Collected data entries:
= = =
PR #5651, opened 2020-02-29
ViewComponents should be searched in Views & Pages

### LINKED ISSUE #5642: Cannot find Razor Pages ViewComponent View
When using a ViewComponent in a razor page, the module isn't detected as ComponentView containing module.

It appears that the ComponentViewLocationExpanderProvider only checks for razor files in "/Views/Shared/Components". I think the location for views of ViewComponents in Razor Pages is: "/Pages/Components".

When I add a dummy cshtml file in the /Views/Shared/Components folder, the module is included to the search paths, but only "/Views/Shared/Components" and not "/Pages/Components".

The screenshot displays the list of paths. The view component from the module Idella.Cms.Module is displayed in the Idella.ExternalProfiles module.

image

ps. The culture variants are also not added to the search paths.

hishamco:
Fixes #5642

### DIFF
--- a/src/OrchardCore/OrchardCore.Mvc.Core/LocationExpander/ComponentViewLocationExpanderProvider.cs
+++ b/src/OrchardCore/OrchardCore.Mvc.Core/LocationExpander/ComponentViewLocationExpanderProvider.cs
@@ -23,6 +23,8 @@ namespace OrchardCore.Mvc.LocationExpander
         private readonly ShellDescriptor _shellDescriptor;
         private readonly IMemoryCache _memoryCache;
 
+        private bool _initialized;
+
         public ComponentViewLocationExpanderProvider(
             RazorCompilationFileProviderAccessor fileProviderAccessor,
             IExtensionManager extensionManager,
@@ -33,20 +35,19 @@ namespace OrchardCore.Mvc.LocationExpander
             _shellDescriptor = shellDescriptor;
             _memoryCache = memoryCache;
 
-            if (_modulesWithComponentViews != null)
+            if (_modulesWithComponentViews != null && _modulesWithPagesComponentViews != null)
             {
                 return;
             }
 
             lock (_synLock)
             {
+                var orderedModules = _extensionManager.GetExtensions()
+                        .Where(e => e.Manifest.Type.Equals("module", StringComparison.OrdinalIgnoreCase))
+                        .Reverse();
                 if (_modulesWithComponentViews == null)
                 {
                     var modulesWithComponentViews = new List<IExtensionInfo>();
-
-                    var orderedModules = _extensionManager.GetExtensions()
-                        .Where(e => e.Manifest.Type.Equals("module", StringComparison.OrdinalIgnoreCase))
-                        .Reverse();
 
                     foreach (var module in orderedModules)
                     {
@@ -62,30 +63,18 @@ namespace OrchardCore.Mvc.LocationExpander
 
                     _modulesWithComponentViews = modulesWithComponentViews;
                 }
-            }
 
-            if (_modulesWithPagesComponentViews != null)
-            {
-                return;
-            }
-
-            lock (_synLock)
-            {
                 if (_modulesWithPagesComponentViews == null)
                 {
                     var modulesWithPagesComponentViews = new List<IExtensionInfo>();
 
-                    var orderedModules = _extensionManager.GetExtensions()
-                        .Where(e => e.Manifest.Type.Equals("module", StringComparison.OrdinalIgnoreCase))
-                        .Reverse();
-
                     foreach (var module in orderedModules)
                     {
-                        var moduleComponentsViewFilePaths = fileProviderAccessor.FileProvider.GetViewFilePaths(
+                        var moduleWithPagesComponentsViewFilePaths = fileProviderAccessor.FileProvider.GetViewFilePaths(
                             module.SubPath + "/Pages/Shared/Components", RazorExtensions,
                             viewsFolder: null, inViewsFolder: true, inDepth: true);
 
-                        if (moduleComponentsViewFilePaths.Any())
+                        if (moduleWithPagesComponentsViewFilePaths.Any())
                         {
                             modulesWithPagesComponentViews.Add(module);
                         }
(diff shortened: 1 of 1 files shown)


sebastienros:
I am ok with it if @jtkech agrees.

jtkech:
Maybe not necessary but I'm okay because of the mvc doc saying

    The runtime searches for the view in the following paths:

    /Views/{Controller Name}/Components/{View Component Name}/{View Name}
    /Views/Shared/Components/{View Component Name}/{View Name}
    /Pages/Shared/Components/{View Component Name}/{View Name}

But after a quick look seems that the PR is incomplete. It adds modules defining views under `/Pages/Shared/Components`, **but it doesn't add the related locations as done for the `SharedViewsPath`** that is equal to `"/Views/Shared/{0}" + RazorViewEngine.ViewExtension`.

                    moduleComponentViewLocations = _modulesWithComponentViews
                        .Where(m => enabledExtensionIds.Contains(m.Id))
                        .Select(m => '/' + m.SubPath + SharedViewsPath)
                        .ToArray();

Would need to also define e.g a `PageSharedViewsPath = "/Pages/Shared/{0}" + RazorViewEngine.ViewExtension` and then use it as above to add the related locations.

Also maybe use 2 collections `_modulesWithComponentViews` and `_modulesWithPageComponentViews` just to not add useless locations (but less important).

And then try it.

src/OrchardCore/OrchardCore.Mvc.Core/LocationExpander/ComponentViewLocationExpanderProvider.cs
```diff
@@ -56,6 +56,15 @@ public class ComponentViewLocationExpanderProvider : IViewLocationExpanderProvid
...
+
+                        moduleComponentsViewFilePaths = fileProviderAccessor.FileProvider.GetViewFilePaths(
+                            module.SubPath + "/Pages/Shared/Components", RazorExtensions,
+                            viewsFolder: null, inViewsFolder: true, inDepth: true);
+
+                        if (moduleComponentsViewFilePaths.Any())
+                        {
+                            modulesWithComponentViews.Add(module);
+                        }
                     }
```
jtkech: Looks good but then you need to add the related locations as done for the SharedViewsPath ...

See my last comment in the thread

src/OrchardCore/OrchardCore.Mvc.Core/LocationExpander/ComponentViewLocationExpanderProvider.cs
```diff
@@ -56,18 +58,40 @@ public class ComponentViewLocationExpanderProvider : IViewLocationExpanderProvid
...
+                    }
+
+                    _modulesWithComponentViews = modulesWithComponentViews;
+                }
+            }
 
-                        moduleComponentsViewFilePaths = fileProviderAccessor.FileProvider.GetViewFilePaths(
+            if (_modulesWithPagesComponentViews != null)
+            {
+                return;
```
jtkech: So, because at the beginning line 36 we still have the following, we may return if `_modulesWithComponentViews` is initialized while `_modulesWithComponentViews` may not be initalized yet.

            if (_modulesWithComponentViews != null)
            {
                return;
            }

So the suggestion is to use another `private bool _initialized` field to do the double check around the lock, then initialize both collections in the same lock and where you can re-use the same `orderedModules` computed once, then set `_initialized` to true at the end after having initialized both static collections.

src/OrchardCore/OrchardCore.Mvc.Core/LocationExpander/ComponentViewLocationExpanderProvider.cs
```diff
@@ -112,6 +136,27 @@ public void PopulateValues(ViewLocationExpanderContext context)
                 }
 
                 result.AddRange(moduleComponentViewLocations);
+
+                if (!_memoryCache.TryGetValue(CacheKey, out string[] moduleWithPagesComponentViewLocations))
+                {
+                    var enabledIds = _extensionManager.GetFeatures().Where(f => _shellDescriptor
```
jtkech: So here i would have used only one cache entry so that we can re-use the same `enabledIds` and `enabledExtensionIds` to still build 2 local location collections by using `_modulesWithComponentViews` and `_modulesWithPagesComponentViews`, but then concat them to update an unique cache entry.

ns8482e:
> Maybe not necessary but I'm okay because of the mvc doc saying

If ViewComponent is located at `[module]/Pages/Shared/Components` and used in shape - that executes from RazorPages will work fine. However I doubt that same shape execution would continue to give error reported on #5642 if executed from controller view. IMHO It needs better documentation.

src/OrchardCore/OrchardCore.Mvc.Core/LocationExpander/ComponentViewLocationExpanderProvider.cs
hishamco: I was thinking about that, but I kept everything as its to avoid undesired results

src/OrchardCore/OrchardCore.Mvc.Core/LocationExpander/ComponentViewLocationExpanderProvider.cs
hishamco: > but then concat them to update an unique cache entry.

I didn't get this, l will update the PR, feel free to add your commits then after if not meet your suggestions

hishamco:
@jtkech I updated the PR, feel free to add your comments if I miss understand you in some of your suggestions

jtkech:
Okay no problem i'll take a look tonight

jtkech:
I updated your PR to show you what i meant

ns8482e:
@hishamco @jtkech  is this working for you?

 It's giving me compilation error when I add component at `/Pages/Shared/Components` and try to use `@Model`

`The name 'Model' does not exist in the current context`

jtkech:
Just tried to move the `OC.ContentTypes` `SelectContentTypes` component from the `Views` folder to the `Pages` folder, and tried to add a content picker and edit its setting that uses this component.

It works but i also needed to copy paste the `_ViewImports.cshtml` e.g under `Pages/Shared`.

ns8482e:
I already have  `/Pages/_ViewImports.cshtml` with following
```

@inherits OrchardCore.DisplayManagement.RazorPages.Page
@addTagHelper *, OrchardCore.Contents.TagHelpers

```

Do you mean I need to create another at `/Pages/Shared/_ViewImports.cshtml`

jtkech:
Yes or in any subfolder e.g `/Pages/Shared/Components` and that contains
= = =
*Exercise details*. The answer must consist of each line from the entries that contains the string "suggestions".

*Exercise solution*.
I didn't get this, l will update the PR, feel free to add your commits then after if not meet your suggestions
@jtkech I updated the PR, feel free to add your comments if I miss understand you in some of your suggestions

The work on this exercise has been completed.